Consequently, Loc Avantage claimed €880,000 in damages for:
- loss of business from September 2012 to December 2013;
- loss of business for all of 2014; and
- loss of opportunity to change its activity in satisfactory conditions.
On 3 April 2019 the Paris Court of Appeal upheld the Paris Commercial Court's decision, dismissing all Loc Avantage's claims.
The court considered as follows:
- Since the initial franchise contract was to expire on 12 March 2012, it was normal for the parties to execute a new franchise contract on 20 January 2012. Further, Loc Avantage had failed to demonstrate that Citer had undertaken to renew the franchise contracts and maintain the existing network of franchises for the future. Notably, the court relied on the terms of the new franchise contract, which clearly stated that "the contract shall enter into force as from 1 January 2012 for a period of two years" and "it is not tacitly renewable".
- Loc Avantage's manager was a professional businessperson who in no event could have misunderstood the meaning of the new franchise contract that he had signed, including the fact that it was not renewable automatically and could not validly claim that Enterprise Holdings had breached its duty of loyalty.
- Citer communicated its brand change, having informed its clients that it would be effective from 1 February 2013. Notably, the court reiterated the terms of the pre-contractual disclosure documentation issued at the end of 2011 which mentioned that, as a result of its internal reorganisation, Citer could no longer have the right to use its trademarks NATIONAL and ALAMO.

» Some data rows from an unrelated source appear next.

PR #718, opened 2021-02-19
refactor: Use Option pattern in chains/client

denis-tingaikin:
Depends on https://github.com/networkservicemesh/sdk/pull/716

### DIFF
--- a/pkg/networkservice/chains/client/client.go
+++ b/pkg/networkservice/chains/client/client.go
@@ -121,7 +121,6 @@ func NewCrossConnectClientFactory(clientOpts ...Option) Factory {
 func NewClientFactory(clientOpts ...Option) Factory {
 	return func(ctx context.Context, cc grpc.ClientConnInterface) networkservice.NetworkServiceClient {
 		return chain.NewNetworkServiceClient(
-			mechanismtranslation.NewClient(),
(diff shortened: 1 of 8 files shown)


fkautz (approved):

pkg/networkservice/chains/client/client.go
```diff
@@ -22,66 +22,106 @@ import (
...
+func WithAdditionalFunctionality(additionalFunctionality ...networkservice.NetworkServiceClient) Option {
+	return Option(func(c *clientOptions) {
+		c.additionalFunctionality = additionalFunctionality
+	})
+}
+
+// WithAuthorizeClient sets authorizeClient for the client chain.
+func WithAuthorizeClient(authorizeClient networkservice.NetworkServiceClient) Option {
+	if authorizeClient == nil {
+		panic("authorizeClient cannot be nil")
```
edwarnicke, line 72: Could we provide a bit more detail in the panic message about how to fix the problem (use WithAuthorizeClient etc?)

denis-tingaikin: @edwarnicke 

This message will be show when will be called:
```go
client.NewClient(ctx, conn, client.WithAuthorizeClient(nil))
```

PR #722, opened 2021-02-21
fix: kernel client should not add new mechanism if kernel mechanism already added into preference list

### LINKED ISSUE #721: mechanisms/clients should not duplicate preference mechanisms
## Issue

If any of our client {vfio, memif, [kernel](https://github.com/networkservicemesh/sdk/blob/master/pkg/networkservice/common/mechanisms/kernel/client.go#L38)} that appends mechanisms  will be used with some prepared request that already contains mechanisms in the preference list then mechanisms count of the mechanism type will be increased on 1

Also, this can be important for refresh scenarios.

## Solution

If the request already has the needed mechanism then just modify it and do not add a new mechanism.

denis-tingaikin:

This PR fixes kernel client for #721

### DIFF
--- a/pkg/networkservice/common/mechanisms/kernel/client.go
+++ b/pkg/networkservice/common/mechanisms/kernel/client.go
@@ -1,4 +1,6 @@
-// Copyright (c) 2020 Cisco and/or its affiliates.
+// Copyright (c) 2020-2021 Cisco and/or its affiliates.
+//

To support its claim that the franchisor had breached its duty of loyalty in refusing to renew its franchise contract, the franchisee mostly (if not exclusively) referred to the circumstances which surrounded the execution of the new franchise contract (which had a short and non-renewable term). According to the franchisee, the franchisor:
- made its franchisees execute such contracts, the term of which were purposely short and non-renewable; and
- told them not to worry since its buyer would not change the existing network of franchises.
However, the court considered that the franchisee had failed to demonstrate its assertions. It relied on the terms of the franchise contract and the contents of the pre-disclosure documentation – both of which had anticipated this upcoming reorganisation. The new franchise contract expressly stated that it was not renewable and the pre-disclosure documentation expressly indicated that the franchisor could no longer have the right to use its trademarks.
Had the franchisee been able to demonstrate any misrepresentation by the franchisor when the new franchise contracts was executed, the court would probably have ruled otherwise. In the context of an internal business reorganisation, franchisors should therefore be careful in statements that they may make to franchisees, including in the pre-contractual disclosure documentation.